Verbesserungspotenzial für den Workshop selbst
Bisher sehe ich keine Wiederholungen für diesen konkreten Workshop, dennoch möchte ich festhalten, was ich bei einem nächsten Mal anders machen würde:
- Ich würde mir mehr Zeit verschaffen. Wir haben uns für die Workshop-Reihe jeweils eine Stunde reserviert. Leider konnten wir nur etwas zeitverzögert starten (merke: bei Hybrid-Formaten den Raum vorher reservieren und nicht nur vorher da sein, sonst hat ihn ggf. jemand anders reserviert), das brachte mich etwas in Zeitnot. Aber auch so hätte ich vielleicht ein kurzes Video mit den Grundlagen vorab versenden können, damit wir schneller in den Austausch starten können. Das hätte aber zur Folge gehabt, dass sich die Kolleg*innen vorbereiten müssen, was ich gern vermeide, da es zusätzlichen Workload erzeugt.
- Ich glaube, ich bin zu lange zu allgemein geblieben. Ich wollte anschauliche Beispiele nennen, damit alle das Grundproblem besser erfassen. Ich hätte mich aber durchaus trauen können, schneller die Anwendung auf eigene Projekte anzuregen und zu diskutieren.

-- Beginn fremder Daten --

Issue #1077, opened 2022-09-02
``list`` in C++/C backend


Smit-create:
I was working on #210 and saw some test failures in CPP backend because of the List being not supported in CPP codegen. I can try adding their support and wanted to discuss one of the possibilities. 
1. We can directly use CPP's `std::vector`, which provides almost all the operations as CPython's list like insert, remove, accessing element at any position, etc.

Any other suggestions for the same?
@certik @czgdp1807

czgdp1807:
`std::vector` is slow. I would say going along the same path of LLVM would be better.

czgdp1807:
I am self-assigning this. Here's how I will do it,

1. Generate C/C++ code for lists only if lists are actually used (i.e., present in the ASR).
2. There are two ways to generate C/C++ code for lists,

i. Follow the LLVM logic which keeps everything inlined. Like when you call append in LLVM then the code is generated at that spot and no function call is made to fulfil the purpose. The benefit of this approach is that we don't depend on C/C++ compiler to inline code for us, we are already doing it. The downside is that folks who want to re-use our generated C/C++ code won't be able to edit that easily, because everything is inlined.
ii. If a list is present then generate a struct and all the utility functions for lists associated with it. And just call those functions where-ever `ListAppend`, `ListRemove`, etc nodes are present. The benefit is that users will be able to edit our generated C/C++ code because we provide re-usable implementation of list. The downside is that we depend on C/C++ compiler to inline our code for lists.

IMO, approach ii should be good enough as it provides the option of re-usability. If the user want higher performance then they can go for LLVM backend directly. In addition in future if user provides `--fast` flag with `--show-c` flag then we can implement approach i as well. What do you say @certik ?

ArpanShah2k:
I am interested in fixing this issue . It will be a great opportunity if you allot me to solve this issue . @czgdp1807 @Smit-create @certik @rebcabin @HaoZeke

czgdp1807:
@ArpanShah2k I am already working on this in #1095. Thanks for your interest though. Please let us know if you are interested in any other issue.

certik:
@ArpanShah2k you don't need to ask for permissions, simply pick an issue and implement it, open a PR and go from there. It's very unlikely that somebody works on exactly the same thing at the same time (hour or minute), and in the very unlikely even that somebody does, it's easy to simply join forces and merge the PRs.

PR #1095, opened 2022-09-07
List in C/C++ backend

czgdp1807:
Implementing 2.ii in https://github.com/lcompilers/lpython/issues/1077#issuecomment-1236134901.

Closes https://github.com/lcompilers/lpython/issues/1077

Benchmark - https://github.com/lcompilers/lpython/issues/857#issuecomment-1200960150 (see `list04` row). Our generated C code (with no optimisation flags enabled for C compiler) is faster than un-optimised (no -O3 flag) executable generated `clang++`.


czgdp1807:
@certik This is ready to review. Feel free to review the diff in total and let me know if any change is to be made. Otherwise I will clean up the git history and merge.

certik (approved):
Thanks for implementing it!

I think this is fine to merge.

As an improvement in subsequent PRs, the C++ version should just use `std::vector` for lists, as that is the natural data structure that people would use in C++, pretty much equivalent to our list in ASR.

czgdp1807:
> As an improvement in subsequent PRs, the C++ version should just use `std::vector` for lists, as that is the natural data structure that people would use in C++, pretty much equivalent to our list in ASR.

I think we should expose this with something like `--use-stl` for C++ backend. The scene is that our implementation is very competitive and light weight (no templates because we already know the types so we directly create the correctly typed lists and hence we don't depend on templating support of C++). So, it should be left to the user to decide whether they want to use our implementations for container data structures or STL implementations.

certik:
Yes, making it configurable is even better.

certik:
How do the list benchmarks behave? Are we now getting the same performance in C/C++ as in LLVM, and if not, why not?

czgdp1807:
I don’t know how to enable -O3 optimisation for C compiler in integration tests. Please let me know and I will share the benchmark data with you.

certik:
I would execute the benchmarks by hand. Just compile it by hand and enable all optimization options.

PR #1096, opened 2022-09-07
Ignore forward declarations of ``ccall`` functions in C backend

### LINKED ISSUE #1094: Declare `@ccall` only when asked by the user
So as of now any function declared with `@ccall` is declared always in the generated code. However if someone has already declared their function in some other `.h` file then function decorated `@ccall` shouldn't be re-declared in the generated code. So we have to make the declaration of `@ccall` functions optional. Some options,

1. `ccall(static=true)`.
2. `ccall(declare=false)`.

czgdp1807:
Closes https://github.com/lcompilers/lpython/issues/1094

### DIFF
--- a/integration_tests/bindc_03.py
+++ b/integration_tests/bindc_03.py
@@ -5,11 +5,11 @@ def g(a: CPtr, value: i32) -> None:
     pass
 
 @ccall
-def get_array(size: i32) -> CPtr:
+def get_array(size: i32) -> CPtr: # this function can be called from Python but is defined in C code
     pass
 
 @ccallable
-def f(q_void: CPtr) -> None:
+def f(q_void: CPtr) -> None: # this function can be called from C code
     i: i32
     el: i32
     q: Pointer[i32[:]]
--- a/src/libasr/codegen/asr_to_c_cpp.h
+++ b/src/libasr/codegen/asr_to_c_cpp.h
@@ -336,10 +336,29 @@ R"(#include <stdio.h>
 
     std::string declare_all_functions(const SymbolTable &scope) {
         std::string code;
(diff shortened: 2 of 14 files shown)


certik:
It's fine as a quick fix.

What is the logic / use case how this will be used?

It seems this should be made configurable using some compiler option. Even better: why do we need them in the first place? Well, they are needed because gcc will not compile it if we call a function that is declared after it is called. It seems that is the way in C, you have to forward declare them. However, it also seems some C compilers do not support forward declarations, in which case, what is the proper way to support those C compilers?

czgdp1807:
@certik So should we merge this?

czgdp1807:
@certik Can we merge this?

certik:
I would like to know the answers to my question above (https://github.com/lcompilers/lpython/pull/1096#issuecomment-1239530894).

One way to give an answer is to test this by actually compiling some code with some special (?) gcc options that require it.

czgdp1807:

- Manche Punkte hätte ich besser und expliziter erklären sollen, vor allem, warum ich sie in Verbindung mit KI-Systemen für wichtig halte. „In meinem Kopf war das klar“ ist halt nicht immer genug.
Fazit
Ich habe sowohl am Anfang als auch am Ende des Workshops gesagt:
Das Gebiet ist riesig und es gibt keine Lösung für das Problem.

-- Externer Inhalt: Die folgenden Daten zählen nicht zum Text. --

PR #1097, opened 2022-09-07
Using all proccessors for building (in build1.sh script)

ronnuriel:

### DIFF
--- a/build1.sh
+++ b/build1.sh
@@ -13,4 +13,4 @@ cmake \
     -DCMAKE_PREFIX_PATH="$CMAKE_PREFIX_PATH_LPYTHON;$CONDA_PREFIX" \
     -DCMAKE_INSTALL_PREFIX=`pwd`/inst \
     .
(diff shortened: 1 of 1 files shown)


czgdp1807 (approved):
I am +1 on this change.

certik (approved):

certik:
This change is fine with me, but note that this does *not* mean "all processors", but rather it means maximum threads allowed by the source file dependencies. So the source code allows building 200 files in parallel, it will launch 200 parallel jobs, which on a small laptop with just a few cores (say 4) might be an issue.

In practice, for me, `-j16` gives pretty much the most parallelism anyway, and it will not break machines with smaller number of cores.

czgdp1807:
This can be closed I think? Manually specifying `-j8` or `-j5` or `-j16` should be fine. Using `-j` has the potential to stall someone's system.

certik:
I think we can close it for now.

Alles in allem war der Workshop ein guter Einstieg in ein Thema und es wird wichtig bleiben, dass wir achtsam bzgl. solcher Verzerrungen sind. Wir wollen fairere und inklusivere Systeme bauen, die für möglichst viele Menschen zugänglich und nützlich sind. Hierfür müssen wir zuerst unsere eigenen Biases erkennen – und das geht nur, wenn wir bewusst hinschauen und uns darüber austauschen.